What is required — Report how many lines of the records below include the word "pull". Give nothing but the number.

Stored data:
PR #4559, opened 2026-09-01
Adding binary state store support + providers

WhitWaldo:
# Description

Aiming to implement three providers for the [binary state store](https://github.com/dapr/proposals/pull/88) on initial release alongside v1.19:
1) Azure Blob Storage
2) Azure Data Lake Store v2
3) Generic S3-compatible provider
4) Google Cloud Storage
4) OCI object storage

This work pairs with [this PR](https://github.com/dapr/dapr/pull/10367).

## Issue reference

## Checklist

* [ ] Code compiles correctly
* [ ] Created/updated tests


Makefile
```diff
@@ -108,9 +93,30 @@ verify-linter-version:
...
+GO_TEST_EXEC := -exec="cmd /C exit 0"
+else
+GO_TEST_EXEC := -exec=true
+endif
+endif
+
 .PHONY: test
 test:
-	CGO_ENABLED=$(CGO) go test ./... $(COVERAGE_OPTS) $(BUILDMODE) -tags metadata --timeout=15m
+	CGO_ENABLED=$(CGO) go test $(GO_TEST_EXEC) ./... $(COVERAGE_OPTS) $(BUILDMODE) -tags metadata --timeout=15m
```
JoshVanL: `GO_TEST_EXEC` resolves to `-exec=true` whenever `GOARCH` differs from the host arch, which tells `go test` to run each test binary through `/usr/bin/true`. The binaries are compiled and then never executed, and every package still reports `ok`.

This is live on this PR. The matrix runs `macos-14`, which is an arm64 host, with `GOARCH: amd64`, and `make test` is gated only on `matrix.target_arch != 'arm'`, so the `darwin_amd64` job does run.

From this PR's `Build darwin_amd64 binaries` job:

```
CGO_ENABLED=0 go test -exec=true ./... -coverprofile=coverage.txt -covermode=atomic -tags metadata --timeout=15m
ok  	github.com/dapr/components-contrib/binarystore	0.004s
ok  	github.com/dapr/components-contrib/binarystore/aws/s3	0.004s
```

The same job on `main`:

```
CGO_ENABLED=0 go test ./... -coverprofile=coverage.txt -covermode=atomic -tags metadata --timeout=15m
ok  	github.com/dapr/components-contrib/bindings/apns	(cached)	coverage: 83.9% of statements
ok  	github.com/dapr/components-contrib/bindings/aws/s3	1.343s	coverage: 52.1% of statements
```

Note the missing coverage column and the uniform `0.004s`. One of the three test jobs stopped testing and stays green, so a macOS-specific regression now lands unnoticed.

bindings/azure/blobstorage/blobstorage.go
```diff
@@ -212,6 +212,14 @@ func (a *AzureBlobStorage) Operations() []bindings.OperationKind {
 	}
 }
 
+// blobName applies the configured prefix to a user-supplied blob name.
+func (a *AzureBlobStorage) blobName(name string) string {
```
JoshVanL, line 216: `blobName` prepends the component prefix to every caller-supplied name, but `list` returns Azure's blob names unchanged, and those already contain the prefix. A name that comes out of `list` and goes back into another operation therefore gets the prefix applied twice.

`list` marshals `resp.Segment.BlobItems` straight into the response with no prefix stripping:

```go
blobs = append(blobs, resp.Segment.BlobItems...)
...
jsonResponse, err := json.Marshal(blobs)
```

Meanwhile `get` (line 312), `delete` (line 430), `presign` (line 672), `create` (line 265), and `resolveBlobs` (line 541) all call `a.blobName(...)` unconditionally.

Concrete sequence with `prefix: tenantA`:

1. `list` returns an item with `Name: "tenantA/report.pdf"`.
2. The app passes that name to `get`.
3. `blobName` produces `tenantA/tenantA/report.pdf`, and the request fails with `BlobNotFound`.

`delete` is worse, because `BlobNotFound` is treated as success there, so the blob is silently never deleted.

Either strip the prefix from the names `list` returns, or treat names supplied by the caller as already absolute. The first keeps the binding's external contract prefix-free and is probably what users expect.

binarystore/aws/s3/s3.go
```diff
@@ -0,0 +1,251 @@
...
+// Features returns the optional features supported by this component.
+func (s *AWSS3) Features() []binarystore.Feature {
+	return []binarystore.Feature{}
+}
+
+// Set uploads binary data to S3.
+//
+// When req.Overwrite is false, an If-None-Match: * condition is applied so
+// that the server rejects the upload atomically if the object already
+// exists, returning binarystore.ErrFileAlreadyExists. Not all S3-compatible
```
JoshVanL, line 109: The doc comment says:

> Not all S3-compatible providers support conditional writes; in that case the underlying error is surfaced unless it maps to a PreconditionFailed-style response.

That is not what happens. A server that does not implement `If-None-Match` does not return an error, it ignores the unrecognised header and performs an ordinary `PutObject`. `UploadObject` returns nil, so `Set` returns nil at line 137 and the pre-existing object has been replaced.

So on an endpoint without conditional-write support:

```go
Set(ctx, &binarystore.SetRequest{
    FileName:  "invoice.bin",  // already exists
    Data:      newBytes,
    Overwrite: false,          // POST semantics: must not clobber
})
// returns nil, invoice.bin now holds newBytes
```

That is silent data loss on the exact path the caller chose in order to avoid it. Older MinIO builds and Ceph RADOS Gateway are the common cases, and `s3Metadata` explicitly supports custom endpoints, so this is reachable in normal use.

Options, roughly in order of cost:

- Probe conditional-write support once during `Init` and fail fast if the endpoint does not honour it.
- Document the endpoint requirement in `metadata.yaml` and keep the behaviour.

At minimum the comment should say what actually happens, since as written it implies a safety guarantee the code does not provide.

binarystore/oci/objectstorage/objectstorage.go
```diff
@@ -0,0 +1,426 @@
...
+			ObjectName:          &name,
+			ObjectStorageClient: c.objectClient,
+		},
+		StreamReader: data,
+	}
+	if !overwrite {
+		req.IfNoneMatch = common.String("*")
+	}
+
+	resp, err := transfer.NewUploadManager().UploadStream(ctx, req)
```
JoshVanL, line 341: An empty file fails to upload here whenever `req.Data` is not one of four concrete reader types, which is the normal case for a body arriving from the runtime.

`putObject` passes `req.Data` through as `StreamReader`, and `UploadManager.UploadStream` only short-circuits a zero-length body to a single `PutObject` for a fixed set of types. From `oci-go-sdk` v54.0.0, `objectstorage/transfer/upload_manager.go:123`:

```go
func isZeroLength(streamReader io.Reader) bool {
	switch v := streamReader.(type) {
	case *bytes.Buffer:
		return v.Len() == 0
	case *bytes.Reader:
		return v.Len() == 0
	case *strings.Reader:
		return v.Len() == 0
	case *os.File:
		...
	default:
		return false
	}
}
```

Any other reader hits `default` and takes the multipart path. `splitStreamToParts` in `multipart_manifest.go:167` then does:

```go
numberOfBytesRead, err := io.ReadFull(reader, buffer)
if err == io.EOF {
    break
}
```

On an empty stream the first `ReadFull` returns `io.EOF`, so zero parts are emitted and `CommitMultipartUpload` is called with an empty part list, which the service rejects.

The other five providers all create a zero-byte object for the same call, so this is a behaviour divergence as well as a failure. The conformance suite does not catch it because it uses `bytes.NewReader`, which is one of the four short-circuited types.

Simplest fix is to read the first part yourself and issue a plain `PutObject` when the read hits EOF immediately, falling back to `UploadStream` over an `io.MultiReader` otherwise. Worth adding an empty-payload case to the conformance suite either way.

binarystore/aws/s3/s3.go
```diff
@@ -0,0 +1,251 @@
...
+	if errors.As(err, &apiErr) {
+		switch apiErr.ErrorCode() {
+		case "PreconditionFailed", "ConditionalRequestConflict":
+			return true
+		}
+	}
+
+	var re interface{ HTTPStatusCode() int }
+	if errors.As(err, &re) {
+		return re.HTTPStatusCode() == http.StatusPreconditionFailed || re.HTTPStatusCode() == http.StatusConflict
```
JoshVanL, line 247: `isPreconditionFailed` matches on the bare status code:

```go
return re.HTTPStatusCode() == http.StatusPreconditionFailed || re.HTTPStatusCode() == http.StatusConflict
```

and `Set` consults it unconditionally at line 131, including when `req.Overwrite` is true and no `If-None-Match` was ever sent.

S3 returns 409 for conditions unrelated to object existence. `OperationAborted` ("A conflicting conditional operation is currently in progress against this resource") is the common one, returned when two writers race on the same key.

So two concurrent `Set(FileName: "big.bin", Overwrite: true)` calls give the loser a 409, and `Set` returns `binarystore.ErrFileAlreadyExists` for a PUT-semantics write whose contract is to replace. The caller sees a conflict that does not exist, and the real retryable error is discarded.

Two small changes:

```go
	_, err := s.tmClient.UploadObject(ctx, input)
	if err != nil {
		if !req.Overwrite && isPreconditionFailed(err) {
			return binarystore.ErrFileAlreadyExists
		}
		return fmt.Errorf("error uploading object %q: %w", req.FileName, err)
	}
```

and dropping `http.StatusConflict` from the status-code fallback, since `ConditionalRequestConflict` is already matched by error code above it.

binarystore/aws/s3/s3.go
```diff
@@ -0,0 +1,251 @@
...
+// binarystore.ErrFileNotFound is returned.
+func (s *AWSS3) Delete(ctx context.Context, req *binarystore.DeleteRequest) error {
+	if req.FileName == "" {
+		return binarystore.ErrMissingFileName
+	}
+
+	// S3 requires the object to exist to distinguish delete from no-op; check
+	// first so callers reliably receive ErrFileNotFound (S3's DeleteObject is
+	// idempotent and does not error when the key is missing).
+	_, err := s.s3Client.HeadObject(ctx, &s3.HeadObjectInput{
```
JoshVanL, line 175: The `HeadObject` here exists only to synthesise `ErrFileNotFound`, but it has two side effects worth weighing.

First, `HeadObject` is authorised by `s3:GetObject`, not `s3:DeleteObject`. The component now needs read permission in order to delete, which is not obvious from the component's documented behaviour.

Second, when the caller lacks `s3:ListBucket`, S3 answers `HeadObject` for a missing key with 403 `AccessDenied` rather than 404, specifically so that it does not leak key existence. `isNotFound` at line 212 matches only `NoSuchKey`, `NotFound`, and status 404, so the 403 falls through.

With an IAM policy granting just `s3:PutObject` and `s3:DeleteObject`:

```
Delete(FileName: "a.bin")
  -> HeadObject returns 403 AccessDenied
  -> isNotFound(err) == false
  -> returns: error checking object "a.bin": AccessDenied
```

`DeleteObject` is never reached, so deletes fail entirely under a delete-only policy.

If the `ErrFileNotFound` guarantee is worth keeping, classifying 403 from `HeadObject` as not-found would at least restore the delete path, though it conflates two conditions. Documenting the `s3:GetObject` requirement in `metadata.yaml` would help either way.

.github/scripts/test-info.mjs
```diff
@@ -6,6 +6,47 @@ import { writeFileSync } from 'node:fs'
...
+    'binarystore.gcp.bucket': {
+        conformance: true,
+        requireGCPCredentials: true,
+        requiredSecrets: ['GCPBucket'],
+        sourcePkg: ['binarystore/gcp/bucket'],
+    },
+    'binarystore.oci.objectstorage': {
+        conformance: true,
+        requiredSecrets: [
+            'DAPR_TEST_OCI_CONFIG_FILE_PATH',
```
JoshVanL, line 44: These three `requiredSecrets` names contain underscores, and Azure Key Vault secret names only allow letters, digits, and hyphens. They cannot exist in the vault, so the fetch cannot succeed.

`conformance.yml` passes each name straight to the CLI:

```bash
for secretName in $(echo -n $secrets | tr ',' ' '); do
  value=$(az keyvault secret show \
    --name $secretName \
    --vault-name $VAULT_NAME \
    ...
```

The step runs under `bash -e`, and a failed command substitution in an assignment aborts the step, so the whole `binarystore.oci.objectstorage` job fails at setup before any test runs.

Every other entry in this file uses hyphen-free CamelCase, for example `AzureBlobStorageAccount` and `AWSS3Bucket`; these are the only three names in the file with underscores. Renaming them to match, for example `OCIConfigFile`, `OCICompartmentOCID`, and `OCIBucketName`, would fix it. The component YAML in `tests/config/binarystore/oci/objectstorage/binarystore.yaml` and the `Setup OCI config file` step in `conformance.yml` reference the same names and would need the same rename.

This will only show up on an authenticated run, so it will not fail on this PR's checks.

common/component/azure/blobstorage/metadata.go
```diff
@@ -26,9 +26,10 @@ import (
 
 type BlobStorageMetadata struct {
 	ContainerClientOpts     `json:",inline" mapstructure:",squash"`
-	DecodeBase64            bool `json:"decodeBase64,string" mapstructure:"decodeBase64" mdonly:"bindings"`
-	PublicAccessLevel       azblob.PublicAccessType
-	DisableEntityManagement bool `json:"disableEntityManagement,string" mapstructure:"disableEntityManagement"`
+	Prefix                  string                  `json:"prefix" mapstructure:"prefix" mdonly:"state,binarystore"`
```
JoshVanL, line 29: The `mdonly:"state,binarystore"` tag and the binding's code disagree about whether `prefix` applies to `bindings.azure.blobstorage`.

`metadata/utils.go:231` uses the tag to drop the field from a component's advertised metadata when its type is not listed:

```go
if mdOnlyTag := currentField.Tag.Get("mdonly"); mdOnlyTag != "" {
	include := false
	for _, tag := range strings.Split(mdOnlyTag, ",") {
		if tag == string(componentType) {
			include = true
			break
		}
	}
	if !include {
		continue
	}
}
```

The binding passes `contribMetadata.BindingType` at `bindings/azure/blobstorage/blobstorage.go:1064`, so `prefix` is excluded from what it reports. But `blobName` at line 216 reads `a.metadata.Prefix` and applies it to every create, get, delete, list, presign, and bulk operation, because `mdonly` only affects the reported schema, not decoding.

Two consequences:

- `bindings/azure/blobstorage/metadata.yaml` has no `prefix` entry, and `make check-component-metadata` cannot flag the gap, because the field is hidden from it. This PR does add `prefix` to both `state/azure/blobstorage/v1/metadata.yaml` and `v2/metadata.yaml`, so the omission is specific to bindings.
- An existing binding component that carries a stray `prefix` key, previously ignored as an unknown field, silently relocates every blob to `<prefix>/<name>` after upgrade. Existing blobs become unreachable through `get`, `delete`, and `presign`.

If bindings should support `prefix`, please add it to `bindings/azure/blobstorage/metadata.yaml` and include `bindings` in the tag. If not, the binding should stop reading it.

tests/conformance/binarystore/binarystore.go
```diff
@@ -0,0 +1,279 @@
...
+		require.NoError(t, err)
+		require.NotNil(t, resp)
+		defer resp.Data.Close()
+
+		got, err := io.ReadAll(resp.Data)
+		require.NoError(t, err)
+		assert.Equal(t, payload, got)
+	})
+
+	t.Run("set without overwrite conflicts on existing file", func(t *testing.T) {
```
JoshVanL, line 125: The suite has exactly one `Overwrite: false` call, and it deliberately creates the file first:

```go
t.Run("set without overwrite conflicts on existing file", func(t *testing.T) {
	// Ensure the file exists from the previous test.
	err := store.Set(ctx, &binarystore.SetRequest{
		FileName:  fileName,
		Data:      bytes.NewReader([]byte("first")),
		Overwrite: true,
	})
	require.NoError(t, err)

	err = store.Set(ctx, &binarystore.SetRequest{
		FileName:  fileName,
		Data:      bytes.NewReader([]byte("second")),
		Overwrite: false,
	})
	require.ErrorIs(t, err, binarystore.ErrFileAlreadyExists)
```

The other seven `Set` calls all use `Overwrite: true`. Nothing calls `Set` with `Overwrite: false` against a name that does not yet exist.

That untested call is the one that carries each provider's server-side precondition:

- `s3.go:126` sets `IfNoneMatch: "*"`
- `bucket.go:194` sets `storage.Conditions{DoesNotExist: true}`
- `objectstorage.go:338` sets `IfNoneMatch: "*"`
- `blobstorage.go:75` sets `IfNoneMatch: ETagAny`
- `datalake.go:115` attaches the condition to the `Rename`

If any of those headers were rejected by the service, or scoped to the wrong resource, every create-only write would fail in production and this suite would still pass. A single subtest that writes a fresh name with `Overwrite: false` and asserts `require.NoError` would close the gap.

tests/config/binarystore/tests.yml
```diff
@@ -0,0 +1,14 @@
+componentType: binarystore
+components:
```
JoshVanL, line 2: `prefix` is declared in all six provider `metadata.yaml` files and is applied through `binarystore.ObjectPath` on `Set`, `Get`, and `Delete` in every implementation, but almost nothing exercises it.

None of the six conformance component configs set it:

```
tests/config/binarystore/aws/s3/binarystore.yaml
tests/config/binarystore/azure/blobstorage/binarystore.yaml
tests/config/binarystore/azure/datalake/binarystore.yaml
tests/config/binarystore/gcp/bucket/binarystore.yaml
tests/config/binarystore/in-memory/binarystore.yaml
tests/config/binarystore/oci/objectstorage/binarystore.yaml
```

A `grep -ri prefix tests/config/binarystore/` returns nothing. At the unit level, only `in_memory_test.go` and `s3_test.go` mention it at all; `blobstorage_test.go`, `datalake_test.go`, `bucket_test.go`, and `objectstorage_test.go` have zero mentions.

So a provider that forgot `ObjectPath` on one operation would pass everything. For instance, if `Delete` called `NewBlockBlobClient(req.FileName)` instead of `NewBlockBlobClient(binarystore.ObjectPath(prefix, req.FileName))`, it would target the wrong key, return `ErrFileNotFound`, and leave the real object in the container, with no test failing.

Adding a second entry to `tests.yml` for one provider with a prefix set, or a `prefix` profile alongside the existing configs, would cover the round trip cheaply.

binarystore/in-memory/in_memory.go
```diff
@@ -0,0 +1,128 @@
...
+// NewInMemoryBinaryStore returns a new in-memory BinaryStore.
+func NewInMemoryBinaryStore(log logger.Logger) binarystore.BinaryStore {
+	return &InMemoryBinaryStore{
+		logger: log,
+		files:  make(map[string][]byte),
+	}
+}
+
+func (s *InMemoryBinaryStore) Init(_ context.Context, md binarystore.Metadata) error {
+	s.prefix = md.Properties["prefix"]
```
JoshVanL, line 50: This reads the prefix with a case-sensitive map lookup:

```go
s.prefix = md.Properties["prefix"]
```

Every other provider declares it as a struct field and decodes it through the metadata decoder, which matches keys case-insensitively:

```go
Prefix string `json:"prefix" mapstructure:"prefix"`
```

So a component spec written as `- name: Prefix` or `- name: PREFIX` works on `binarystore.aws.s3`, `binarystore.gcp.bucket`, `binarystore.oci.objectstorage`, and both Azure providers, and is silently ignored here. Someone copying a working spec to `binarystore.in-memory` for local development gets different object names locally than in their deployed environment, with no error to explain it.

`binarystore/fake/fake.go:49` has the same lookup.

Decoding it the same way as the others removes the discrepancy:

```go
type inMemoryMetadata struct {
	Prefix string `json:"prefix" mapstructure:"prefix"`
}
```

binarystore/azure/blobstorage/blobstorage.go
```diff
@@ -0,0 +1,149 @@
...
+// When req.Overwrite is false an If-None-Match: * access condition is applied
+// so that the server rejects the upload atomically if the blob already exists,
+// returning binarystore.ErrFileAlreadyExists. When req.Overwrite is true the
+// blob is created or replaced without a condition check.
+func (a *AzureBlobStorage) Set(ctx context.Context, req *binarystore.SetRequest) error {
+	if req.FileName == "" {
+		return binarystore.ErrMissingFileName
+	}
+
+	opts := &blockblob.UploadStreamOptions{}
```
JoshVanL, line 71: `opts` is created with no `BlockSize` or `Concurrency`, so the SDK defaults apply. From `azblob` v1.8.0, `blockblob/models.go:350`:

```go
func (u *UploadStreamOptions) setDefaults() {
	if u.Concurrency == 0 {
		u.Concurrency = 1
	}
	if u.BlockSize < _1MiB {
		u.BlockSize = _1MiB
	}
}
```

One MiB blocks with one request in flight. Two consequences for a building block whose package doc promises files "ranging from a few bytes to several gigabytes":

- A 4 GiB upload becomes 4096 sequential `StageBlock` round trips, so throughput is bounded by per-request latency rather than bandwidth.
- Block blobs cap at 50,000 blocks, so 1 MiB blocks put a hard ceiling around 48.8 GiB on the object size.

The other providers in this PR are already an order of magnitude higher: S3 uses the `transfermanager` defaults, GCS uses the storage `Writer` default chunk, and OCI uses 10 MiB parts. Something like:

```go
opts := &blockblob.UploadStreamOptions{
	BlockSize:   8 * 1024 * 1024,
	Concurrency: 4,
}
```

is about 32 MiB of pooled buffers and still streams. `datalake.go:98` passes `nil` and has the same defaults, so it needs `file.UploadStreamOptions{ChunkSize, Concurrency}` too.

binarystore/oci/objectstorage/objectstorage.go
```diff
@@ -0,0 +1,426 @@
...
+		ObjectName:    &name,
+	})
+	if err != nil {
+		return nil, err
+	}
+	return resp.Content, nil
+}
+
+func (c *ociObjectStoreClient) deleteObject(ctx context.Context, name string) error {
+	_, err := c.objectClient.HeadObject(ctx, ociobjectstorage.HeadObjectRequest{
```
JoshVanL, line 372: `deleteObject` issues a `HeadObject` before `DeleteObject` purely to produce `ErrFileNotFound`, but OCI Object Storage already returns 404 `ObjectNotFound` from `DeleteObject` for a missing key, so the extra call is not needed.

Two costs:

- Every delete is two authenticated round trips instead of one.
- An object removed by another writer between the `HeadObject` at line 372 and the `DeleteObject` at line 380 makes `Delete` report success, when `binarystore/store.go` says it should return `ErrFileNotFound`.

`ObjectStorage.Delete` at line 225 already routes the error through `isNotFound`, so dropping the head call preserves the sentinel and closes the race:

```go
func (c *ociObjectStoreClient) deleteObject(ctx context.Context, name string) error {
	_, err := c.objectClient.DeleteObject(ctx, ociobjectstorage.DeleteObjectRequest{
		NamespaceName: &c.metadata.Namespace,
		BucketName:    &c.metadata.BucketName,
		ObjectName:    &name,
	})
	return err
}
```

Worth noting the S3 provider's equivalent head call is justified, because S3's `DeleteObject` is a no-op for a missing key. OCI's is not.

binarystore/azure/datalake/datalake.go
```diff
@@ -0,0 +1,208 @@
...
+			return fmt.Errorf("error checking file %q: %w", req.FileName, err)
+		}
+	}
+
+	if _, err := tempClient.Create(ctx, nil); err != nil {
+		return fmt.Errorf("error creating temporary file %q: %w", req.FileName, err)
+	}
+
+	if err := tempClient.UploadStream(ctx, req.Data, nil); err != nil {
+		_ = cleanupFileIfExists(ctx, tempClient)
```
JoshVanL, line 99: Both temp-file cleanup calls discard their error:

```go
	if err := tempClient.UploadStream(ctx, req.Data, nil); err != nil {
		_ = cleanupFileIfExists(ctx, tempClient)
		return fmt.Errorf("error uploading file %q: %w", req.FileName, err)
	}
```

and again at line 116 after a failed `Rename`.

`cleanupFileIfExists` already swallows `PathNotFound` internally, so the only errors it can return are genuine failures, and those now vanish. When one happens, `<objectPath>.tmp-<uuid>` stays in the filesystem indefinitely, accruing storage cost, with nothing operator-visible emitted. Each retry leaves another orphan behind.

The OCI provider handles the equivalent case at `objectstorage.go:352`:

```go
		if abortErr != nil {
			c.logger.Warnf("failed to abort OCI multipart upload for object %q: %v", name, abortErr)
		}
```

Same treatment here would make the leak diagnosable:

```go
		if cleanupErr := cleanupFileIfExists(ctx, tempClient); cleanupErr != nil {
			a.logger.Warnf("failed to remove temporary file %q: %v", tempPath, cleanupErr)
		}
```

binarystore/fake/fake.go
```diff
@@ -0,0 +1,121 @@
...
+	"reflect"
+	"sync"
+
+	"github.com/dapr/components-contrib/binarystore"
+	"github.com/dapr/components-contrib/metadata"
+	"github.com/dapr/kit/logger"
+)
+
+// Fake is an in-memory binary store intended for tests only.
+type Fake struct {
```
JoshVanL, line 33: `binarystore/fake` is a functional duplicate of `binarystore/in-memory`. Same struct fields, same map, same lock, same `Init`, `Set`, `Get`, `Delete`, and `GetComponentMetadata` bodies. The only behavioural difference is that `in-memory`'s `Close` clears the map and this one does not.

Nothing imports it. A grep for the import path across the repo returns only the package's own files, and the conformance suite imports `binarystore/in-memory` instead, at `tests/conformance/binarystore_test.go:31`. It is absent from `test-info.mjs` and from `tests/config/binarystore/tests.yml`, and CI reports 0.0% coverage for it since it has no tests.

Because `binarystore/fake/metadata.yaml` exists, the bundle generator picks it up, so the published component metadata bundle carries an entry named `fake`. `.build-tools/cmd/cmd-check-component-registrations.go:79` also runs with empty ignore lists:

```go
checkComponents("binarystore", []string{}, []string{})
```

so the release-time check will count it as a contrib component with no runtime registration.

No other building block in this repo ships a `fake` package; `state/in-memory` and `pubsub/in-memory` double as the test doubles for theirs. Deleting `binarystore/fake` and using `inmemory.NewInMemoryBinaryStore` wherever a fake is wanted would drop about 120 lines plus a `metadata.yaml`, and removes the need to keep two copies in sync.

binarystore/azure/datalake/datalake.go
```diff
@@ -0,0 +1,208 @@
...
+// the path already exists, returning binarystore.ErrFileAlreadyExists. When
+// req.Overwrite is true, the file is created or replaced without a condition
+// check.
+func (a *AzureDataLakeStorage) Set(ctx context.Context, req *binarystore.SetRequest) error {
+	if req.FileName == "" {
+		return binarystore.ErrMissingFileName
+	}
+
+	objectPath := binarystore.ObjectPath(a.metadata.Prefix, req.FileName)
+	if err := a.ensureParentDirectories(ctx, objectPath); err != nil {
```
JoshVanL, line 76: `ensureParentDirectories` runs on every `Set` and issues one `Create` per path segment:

Response area — 2